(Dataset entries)
=== Begin Enclosure ===
Issue #426, opened 2021-07-11
distcc fails to find the native compiler 


asheplyakov:
```
cat > hello.c <<-EOF
#include <stdio.h>
int main(int argc, char **argv) {
     printf("Hello, world!\n");
     return 0;
}
EOF
distcc gcc -Wall -std=gnu89 -I. -O2 -o hello.o -c hello.c
```

The output is:
```
free(): invalid next size (fast)
Aborted (core dumped)
```

There are two unrelated problems here:
1. distcc (or rather ` dcc_gcc_rewrite_fqn`) fails to find the native compiler due to autoconf idea about canonical system name (`x86_64-alt-linux-gnu`) being different from that of GCC (`x86_64-alt-linux`)
2. `dcc_gcc_rewrite_fqn` writes beyond the allocated memory (`newcmd`), see #425 for more details)

Also problem 1 occurs if the toolchain uses a slightly different triple (say, `aarch64-unknown-linux-gnu` instead of the expected `aarch64-linux-gnu`)

asheplyakov:
> distcc (or rather dcc_gcc_rewrite_fqn) fails to find the native compiler due to autoconf idea about canonical system name (x86_64-alt-linux-gnu) being different from that of GCC (x86_64-alt-linux)

The same problem exists on Fedora (CentOS, RHEL):  gcc triplet is `x86_64-redhat-linux`, and configure identifies the system as `x86_64-pc-linux-gnu`

shawnl:
This is all really ugly. I know that I am the one that added this cross-compile stuff, but GCC is really at fault here. When I met Andrew Pinsky the inferiorness in cross-compile compared to clang was admitted, but no-body has come forward with a canonicalization, and done the work.

I am not sure what distcc can do, as we are kind of at the butt end of the problem.

asheplyakov:
> This is all really ugly. 

I agree.

> but GCC is really at fault here

Firstly those wonderful `${arch}-redhat-linux` triplets are sort of set in the stone (they have existed for more than 2 decades), so now it does not matter who/what is at fault.
Secondly just because GCC triplets are configurable doesn't mean it's GCC fault.

> I am not sure what distcc can do

What about guessing the correct triplet for distro/OS with `gcc -dumpmachine` (which is what this patch does)?

asheplyakov:
> What about guessing the correct triplet for distro/OS with gcc -dumpmachine (which is what this patch does)?

`this patch` is #427

[...]

Issue #412, opened 2021-02-01
DISTCC_NO_CROSS_REWRITE not working?


solskogen:
Either I don't understand how DISTCC_NO_CROSS_REWRITE should work, or perhaps DISTCC_NO_CROSS_REWRITE is broken on Debian. 
I've got a setup where my fast x86_64 machine is supposed to compile for my rather slow Raspberry Pi. On the x86_64 box I've got the cross compiler installed (aarch64-linux-gnu-gcc and aarch64-linux-gnu-g++). 
On the Pi I've got /usr/lib/distcc first in my PATH so `which gcc` gives me /usr/lib/distcc/gcc.  On the fast box I've only got aarch64-linux-gnu-gcc and aarch64-linux-gnu-g++ in /usr/lib/distcc, both which are symlinks which points to /usr/lib/distcc. 

However, when I compile on the Pi, the compilation fails due to the fact that gcc/g++ doesn't exist in /usr/lib/distcc on the fast box.  If I understand the manual correctly distcc should've rewritten them as aarch64-linux-gnu-gcc/aarch64-linux-gnu-g++ on the fast box. I've tried NOT having DISTCC_NO_CROSS_REWRITE defined, I've tried it set to 1, and even 0. Still no dice. 

If I on the Pi set CC to "distcc aarch64-linux-gnu-gcc" I can compile without any trouble.

wangpenghit2155:
correct answer is:  DISTCC_NO_REWRITE_CROSS 
you have mistaken it for DISTCC_NO_CROSS_REWRITE

solskogen:
I don't understand, could you explain it a bit better? The man page doesn't say anything about  DISTCC_NO_REWRITE_CROSS

shawnl:
That feature predates my cross-compiler rewrite logic, wherein you provide explicit remote compiler paths to use. I never used it.

asheplyakov:
This issue might be a duplicate of #440

@solskogen: Could you please post the verbose distcc log?
```
env DISTCC_VERBOSE=1 distcc gcc YOUR_COMMAND_LINE_HERE
```

solskogen:
pi@raspberrypi:~ $ env DISTCC_VERBOSE=1 distcc gcc -c test.c
distcc[1002] (dcc_trace_version) distcc 3.3.2 ; built May 12 2019 07:48:36
distcc[1002] (dcc_recursion_safeguard) safeguard level=0
distcc[1002] (main) compiler name is "distcc"
[...]

PR #427, opened 2021-07-11
Improved native compiler triple detection

asheplyakov:
Unfortunately the configure script and the compiler don't agree on canonical system name.
I.e. configure thinks it's `x86_64-pc-linux-gnu`, and GCC uses `x86_64-linux-gnu` instead.
Therefore ask the compiler (when running distcc configure script) how to correctly call it.

Closes: #426
ALTBUG: 40425


asheplyakov:
A gentle ping to see if I can get this merged.
Apparently people have been experiencing the problem for quite a long time (see #412)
=== End Enclosure ===
### YOUR GOAL
Retype the records exactly.

### THE COMPLETED TASK
Issue #426, opened 2021-07-11
distcc fails to find the native compiler 


asheplyakov:
```
cat > hello.c <<-EOF
#include <stdio.h>
int main(int argc, char **argv) {
     printf("Hello, world!\n");
     return 0;
}
EOF
distcc gcc -Wall -std=gnu89 -I. -O2 -o hello.o -c hello.c
```

The output is:
```
free(): invalid next size (fast)
Aborted (core dumped)
```

There are two unrelated problems here:
1. distcc (or rather ` dcc_gcc_rewrite_fqn`) fails to find the native compiler due to autoconf idea about canonical system name (`x86_64-alt-linux-gnu`) being different from that of GCC (`x86_64-alt-linux`)
2. `dcc_gcc_rewrite_fqn` writes beyond the allocated memory (`newcmd`), see #425 for more details)

Also problem 1 occurs if the toolchain uses a slightly different triple (say, `aarch64-unknown-linux-gnu` instead of the expected `aarch64-linux-gnu`)

asheplyakov:
> distcc (or rather dcc_gcc_rewrite_fqn) fails to find the native compiler due to autoconf idea about canonical system name (x86_64-alt-linux-gnu) being different from that of GCC (x86_64-alt-linux)

The same problem exists on Fedora (CentOS, RHEL):  gcc triplet is `x86_64-redhat-linux`, and configure identifies the system as `x86_64-pc-linux-gnu`

shawnl:
This is all really ugly. I know that I am the one that added this cross-compile stuff, but GCC is really at fault here. When I met Andrew Pinsky the inferiorness in cross-compile compared to clang was admitted, but no-body has come forward with a canonicalization, and done the work.

I am not sure what distcc can do, as we are kind of at the butt end of the problem.

asheplyakov:
> This is all really ugly. 

I agree.

> but GCC is really at fault here

Firstly those wonderful `${arch}-redhat-linux` triplets are sort of set in the stone (they have existed for more than 2 decades), so now it does not matter who/what is at fault.
Secondly just because GCC triplets are configurable doesn't mean it's GCC fault.

> I am not sure what distcc can do

What about guessing the correct triplet for distro/OS with `gcc -dumpmachine` (which is what this patch does)?

asheplyakov:
> What about guessing the correct triplet for distro/OS with gcc -dumpmachine (which is what this patch does)?

`this patch` is #427

[...]

Issue #412, opened 2021-02-01
DISTCC_NO_CROSS_REWRITE not working?


solskogen:
Either I don't understand how DISTCC_NO_CROSS_REWRITE should work, or perhaps DISTCC_NO_CROSS_REWRITE is broken on Debian. 
I've got a setup where my fast x86_64 machine is supposed to compile for my rather slow Raspberry Pi. On the x86_64 box I've got the cross compiler installed (aarch64-linux-gnu-gcc and aarch64-linux-gnu-g++). 
On the Pi I've got /usr/lib/distcc first in my PATH so `which gcc` gives me /usr/lib/distcc/gcc.  On the fast box I've only got aarch64-linux-gnu-gcc and aarch64-linux-gnu-g++ in /usr/lib/distcc, both which are symlinks which points to /usr/lib/distcc. 

However, when I compile on the Pi, the compilation fails due to the fact that gcc/g++ doesn't exist in /usr/lib/distcc on the fast box.  If I understand the manual correctly distcc should've rewritten them as aarch64-linux-gnu-gcc/aarch64-linux-gnu-g++ on the fast box. I've tried NOT having DISTCC_NO_CROSS_REWRITE defined, I've tried it set to 1, and even 0. Still no dice. 

If I on the Pi set CC to "distcc aarch64-linux-gnu-gcc" I can compile without any trouble.

wangpenghit2155:
correct answer is:  DISTCC_NO_REWRITE_CROSS 
you have mistaken it for DISTCC_NO_CROSS_REWRITE

solskogen:
I don't understand, could you explain it a bit better? The man page doesn't say anything about  DISTCC_NO_REWRITE_CROSS

shawnl:
That feature predates my cross-compiler rewrite logic, wherein you provide explicit remote compiler paths to use. I never used it.

asheplyakov:
This issue might be a duplicate of #440

@solskogen: Could you please post the verbose distcc log?
```
env DISTCC_VERBOSE=1 distcc gcc YOUR_COMMAND_LINE_HERE
```

solskogen:
pi@raspberrypi:~ $ env DISTCC_VERBOSE=1 distcc gcc -c test.c
distcc[1002] (dcc_trace_version) distcc 3.3.2 ; built May 12 2019 07:48:36
distcc[1002] (dcc_recursion_safeguard) safeguard level=0
distcc[1002] (main) compiler name is "distcc"
[...]

PR #427, opened 2021-07-11
Improved native compiler triple detection

asheplyakov:
Unfortunately the configure script and the compiler don't agree on canonical system name.
I.e. configure thinks it's `x86_64-pc-linux-gnu`, and GCC uses `x86_64-linux-gnu` instead.
Therefore ask the compiler (when running distcc configure script) how to correctly call it.

Closes: #426
ALTBUG: 40425


asheplyakov:
A gentle ping to see if I can get this merged.
Apparently people have been experiencing the problem for quite a long time (see #412)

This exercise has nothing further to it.